Carles Rodrigo Monzó has been taking photos since his childhood but it wasn’t until he took a course in photography during his design career, that he began to change his view and turned it into something more elaborate and thought out. In the past few years, the Spanish photographer has since been trying to define his own visual language with the natural changes in his style.
While Monzó's early work cleverly captures the play of light and shadows in various natural and artificial environments, his current work reveals a rather modern shift. Leaving behind the black and white, soft-tuned and grainy photographs, he has landed in a world of sharp, pastel-coloured images of beautiful objects with a generous use of flash lighting. Monzó is offering a cheerful visual journey documenting the joys of his life.
Dazed Digital: Can you tell us about your work process?
Carles Rodrigo Monzó: I work with a general idea, with the things that interest me either visually or conceptually, little things that make up a whole, looking for relationships between them or contrasts that create a stronger overall map. Lately I realised that the best things come to you when you least expect them, you just need to be observant.
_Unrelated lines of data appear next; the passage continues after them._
PR #12985, opened 2024-11-06
RepairRule as subclass to ProductionRule

frigoref:
GameParser.java
- use method replace instead of replaceAll
- remove methods parseRepairCosts and parseRepairResults
- parseRepairRules to reuse methods parseCosts and parseResults

Production.java
- reverted in 2nd commit: let inner class RepairRule extend from inner class ProductionRule

ProductionRule.java
- make private fields protected for visibility after inheritance

RepairRule.java
- inherit from ProductionRule and remove duplicates


frigoref:
@DanVanAtta  Do you see a way to use still let inner class RepairRule extend from inner class ProductionRule (in Production.java)?
When I tried to the first commit only, there were XML parsing errors, that I couldn't get fixed without reverting the changes.

PR #13142, opened 2025-01-25
Update to global 1940 maps

simon33-2:
## Notes to Reviewer
Version 2 of French Rebalance (renamed from Parisian Rebalance)
Version 4 of Balanced Mod for the Move 1st version
Move 1st versions now post from the Purchase phase in PBEM/PBF

### DIFF
--- a/triplea_maps.yaml
+++ b/triplea_maps.yaml
@@ -2803,7 +2803,7 @@
 - mapName: UHD World War II Global
   mapCategory: EXPERIMENTAL
   url: https://github.com/triplea-maps/uhd_world_war_ii_global/archive/master.zip
-  version: 6
+  version: 7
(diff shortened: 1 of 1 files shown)


beelee1:
@simon33-2 gotta sign the thing I guess :) I don't mind updating existing maps when the only thing that changed is the version number, as is the case here.

Last couple times I did new ones, it shut the lobby down or prevented map downloads. Don't really want to do those anymore. Was hoping someone more knowledgeable than me would.

I guess I could do the revert but if it doesn't work, not really anyone around that frequently to deal with it.

simon33-2:
Merging is blocked? I can't see the reason.

simon33-2:
What is needed to get this change done?

simon33-2:
Hold on, did I stuff this up? I really just wanted to merge in the change to the global version number. But it is still saying merging is blocked.

PR #13199, opened 2025-02-27
Update triplea_maps.yaml

RogerCooper:
Adding Election USA


beelee1:
@RogerCooper Idk if the mapName can have an underscore or not. I don't see any examples in the yaml. Also your older PR's say there's a conflict and can't be merged.

RogerCooper:
I see other maps with underscores in the map name, for example, G40_Alt_Universe.

The previous issues involving a colon in the map name have been resolved.

PR #13203, opened 2025-03-01
Update triplea_maps.yaml

RogerCooper:
Adding Downfall-July1944

### DIFF
--- a/triplea_maps.yaml
+++ b/triplea_maps.yaml
@@ -2992,3 +2992,10 @@
   img: https://raw.githubusercontent.com/triplea-maps/Election_Usa/blob/master/preview.png
   description: |
     <br>A game inspired by US elections.
+- mapName: Downfall-July1944
+  mapCategory: EXPERIMENTAL
+  url: https://github.com/triplea-maps/Downfall-July1944/archive/master.zip
+  version: 1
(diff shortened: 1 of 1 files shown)


beelee1:
I'm not adding anything that has a - _ or just plain regular wording. There is no one here to fix stuff when it screws up. You just doing this deliberately now ?

Whatever. I tried working with you but I'm done

RogerCooper:
I am sorry that this is causing problems for you. I have just been entering the names used by the mods themselves. There are already mods that have a "-" or "_" in their names, so I can't see how this is the source of problems. I am not using ":" in names or descriptions.

Everything I submit has passed through the automated checking process and has been run on my machine. (Only a few of these are my own mods)

There is not much point in having mods if the users can't download them. If triplea_maps.yaml is unreliable, then it should be deprecated and the users referred to https://triplea-game.org/maps-list/maps/

beelee1:
@RogerCooper 

My apologies. 

I'm concerned about the lobby shutting down again. 

Most maps in the yaml list just have a regular name. Will just merge and hope for the best

RogerCooper:
I am only going to submit one mod a week from now on so as to not overburden you.

PR #578, opened 2017-05-19
Fixed solution in episode 7 challenge question.

clarka34:
Fixed solution for question ## Matching and Subtracting. The solutoins had a leading slash that caused them not to work correctly.


gdevenyi:
Thanks!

I think preconceptions often block creativity, but usually you must have a theme in general.
DD: What is the main influence behind the change of style in your photography?
Carles Rodrigo Monzó: Many photographers have been influenced by the use of flash as a stylistic element, like Martin Parr and others. I like to experiment a lot and I realised that this style fits very well with the principles of my photography. The flash reinforces spontaneity and dynamics I have been looking for. Now I am experimenting and this is why a large part of my latest photos are with flash, but we will see what happens in the future...
DD: Is there a concept or person you wish to shoot in the future?
Carles Rodrigo Monzó: I would like to start a very general concept, traditional cultural elements of Valencia. I've always been very reluctant to approach these topics and I had been purposely avoiding them. Right now I think it would be possible to get good results from it, but I also think it will be very difficult because I come from Valencia and it will be hard to try and change the deep-rooted views in my head and come up with a different and interesting angle, but I feel like doing it.
DD: Do you have a photo you're personally very fond of?
Carles Rodrigo Monzó: I have a set of photos that provoke a feeling inside of me that I really like. I like the interaction between them, how they complement one another and create a particular world. If I had to select one, it could be this one.